DATA SCIENCE BASICS

In this post, we’ll be discussing about two fundamental questions which can assist you in shaping your career in data science.
1 . What is data science and what are its components?
2. What are the prerequisite skills needed to get a job in data science?
1 . Data science is actually the techniques which are used for extracting meaningful insights from a huge dataset. With the presence of many people on the web , companies like Facebook, Instagram, Google collected plenty of knowledge about its users. This led to Big Data. It comprises of unstructured datasets. Hence, several methods were developed to work on this data and are available up with wide scale applications. An example is that Netflix collects data from its users to return with the choices like where to put subtitles, the way to place the top credits and the way to make transition between episodes of an internet series.
So the first step is to collect data and store it. It involves collecting differing types of knowledge like user generated data, external data and storing them.
To ensure the reliable flow of knowledge , data pipelines are built on the idea of a standard structure, ETL which is Extract, Transform and cargo . Through this, the transformation of raw data is done so that it can be suitably analysed. This task is handled by data engineers.
Only after this, the “analysis” on data can be performed. Often this is often the sole part which is concentrated ignoring the essential foundations, hence people have the misunderstanding that only data analytics comprise data science.
On top of this, metrics are built on which data is tracked, categorisation of users is completed and data also can be trained with the assistance of labels. Before deploying ML models, an experimentation framework is put for getting an estimate of the changes before it’s implemented on the whole dataset.
2. Now to be able to implement it, you need the following skills for getting started in the domain of data science.
Programming LanguageIrrespective of the role, you would like to understand a programing language suitable for manipulating statistical data like Python or R. Besides this, you furthermore may got to know a database command language like SQL. With the help of Python libraries, the application of machine learning models get simpler hence it is not required to know how exactly the algorithms work initially.

Applied Mathematics You should have a solid understanding of statistics, as it will be needed for making decisions for evaluation of experiments. Knowledge of calculus and linear algebra helps in using the results of a machine learning or statistical implementation in a different case independently.
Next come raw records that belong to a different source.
PR #5425, opened 2025-03-08
Feat add feature flags

jonasdeluna:
# Description

This adds feature flags and i added one to lending.
Reloads is only required for the allowed part of this. The hook only part will still work. This is only due to fetchMeta not being called after editing so is really only a thing for admins. For regular users who did not refresh within the span of the activation, there is no way to force them to refetch meta either. The hook part will again still work. This is a minor edgecase.

Also improve design of sudo page

# Result

[Screencast_20250308_141059.webm](https://github.com/user-attachments/assets/2114fb1b-1e45-4240-b5e8-7d18a823d8d6)

image

> [!CAUTION]

# Testing

---

Resolves Resolves ABA-1345, ABA-1341

### DIFF
--- a/lego-webapp/components/Form/ObjectPermissions.tsx
+++ b/lego-webapp/components/Form/ObjectPermissions.tsx
@@ -71,7 +71,7 @@ const ObjectPermissions = ({
   ].filter(Boolean);
 };
 
-const toIds = (mapping) => mapping.value;
+export const toIds = (mapping) => mapping.value;
 
 export const normalizeObjectPermissions = ({
   requireAuth,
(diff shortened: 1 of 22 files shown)


ch0rizo:
faq-air-tsa-security-v2020-header-scaled (1)

ShaileshS1702 (approved):
LGTM!

norbye:
Dunno if this is the right place to request it - but have you considered adding some sort of visual indication to the navbar/wherever if an item is feature flagged? I feel like it is bound to happen that we end up feature flagging a part of the website and then forget that no one other than us can use it

jonasdeluna:
> Dunno if this is the right place to request it - but have you considered adding some sort of visual indication to the navbar/wherever if an item is feature flagged? I feel like it is bound to happen that we end up feature flagging a part of the website and then forget that no one other than us can use it

Hiding the navbar right now is done through the field "hide routes" which just sets the appropriate allowed value in the meta-info action in the backend. There is no info to the client that it is hidden due to a feature flag. Using the feature flags in the navbar itself turned out tricky, as it only let me do it if i checked every navbar item for a feature flag (conditional hooks).

jonasdeluna:
There is no special cases for admins as previously mentioned at the moment in the backend PR

PR #5427, opened 2025-03-09
Remove unnecessary variables.css imports

eikhr:
# Description

All the variables are imported in `global.css`, so they are available everywhere. The imports simply duplicated css into all the output css files. 

# Result

Smaller css bundles

# Testing

Things look the same, tested in dev and build.


itsisak (approved):
Very nice, very clean

PR #5431, opened 2025-03-10
Add recurring meetings

jonasdeluna:
# Description

Add weekly recurring meetings

# Result
Disclaimer:
The parent item will only be stuck at the top. This leads to the "duplicate" effect ONLY for the author of the recurring meetings so it does not get lost in pagination. I think this is sensible because it is both a meeting and a parent which will instantiate more meetings later on.

image

> [!CAUTION]
# Testing

---

Resolves Resolves ABA-385


lego-webapp/pages/meetings/MeetingEditor.tsx
```diff
@@ -81,6 +89,8 @@ export type MeetingFormValues = {
   description?: string;
   date?: [Dateish, Dateish];
   useMazemap: boolean;
+  isRecurring: boolean;
+  isTemplate?: boolean;
```
falbru, line 93:
```suggestion
  isTemplate: boolean;
```

falbru (approved):
LGTM

magnusbrecke (approved):
Productive feature! Nice!

PR #5436, opened 2025-03-12
Truncate compact elements dynamically

norbye:
# Description

Truncating the compact event titles by a fixed amount of characters makes it horribly static.

There are probably better ways to do this that depend less on hardcoded max-widths, but I believe this is an aight improvement for now.

The `6.5rem` are an approximated width of the colored circle and the date, and thus might have to be adjusted at some point if I'm incorrect - although it seems to work for march, which is one of the longer months, as it's not shortened to three letters.

`text-overflow: ellipsis;` appears to be well supported (https://caniuse.com/?search=text-overflow%3A%20ellipsis). In the case that you use a browser that does not support it, `max-width` and `overflow: hidden` should still be supported so you just won't get the "..." at the end.

# Result

- [x] **Changes look good with different viewports (mobile, tablet, etc.).**

> [!CAUTION]

## Before

https://github.com/user-attachments/assets/11fd9032-315a-4b76-83a5-077aa8292147

* Pay attention when the red dev-mode bar at the top shrinks. That means that the compact events are overflowing (their width is wider than the width of the screen)
* Also notice when the right column shrinks in size, which is due to the compact events taking up more space on the left column

## After

https://github.com/user-attachments/assets/c152f8bc-cd68-45cf-9431-7714d62ff3e2

* Notice how the titles are not truncated when there is enough space so you can see the whole thing

# Testing

---

### DIFF
--- a/lego-webapp/pages/index/CompactEvents.module.css
+++ b/lego-webapp/pages/index/CompactEvents.module.css
@@ -41,3 +41,32 @@ div.compactEvents {
   transform: rotate(-20deg);
   color: var(--lego-link-color);
 }
+
+/**
+ * Calculate max-width of the title based on the break-points for x columns
+*/
+
+.eventItemTitle {
+  overflow: hidden;
+  text-overflow: ellipsis;
+  white-space: nowrap;
+  max-width: calc((var(--lego-max-width) / 3) - 4 * var(--spacing-md) - 6.5rem);
+}
+
+@media (--lego-max-width) {
+  .eventItemTitle {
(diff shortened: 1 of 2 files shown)


jonasdeluna:
Are the before and after swapped or something? I feel like they are not truncated in the before

jonasdeluna (approved):
Nice! 🔥📈💎👐🚀

Viljen789:
Cool functionality! Really like it!

ivarnakken (approved):
I like!

itsisak (approved):
Very nice!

Data cleaning and visualisationDo not think that data will be readily available to you for processing. Often an excellent deal of your time is spent in cleaning the info , adjusting missed values, correcting formatting. Without this, data can’t be processed to further stages.
You should skills to use visualisation techniques to draw meaningful insights from the info . Matplotlib, ggplot can help in visualisation. Tableau has also been a well-liked tool for rendering data visually.
Software engineeringA strong software engineering background is that the most essential requirement. You should have a clear understanding of algorithms, data structures, memory management which will be always tested in the first rounds for the data science roles.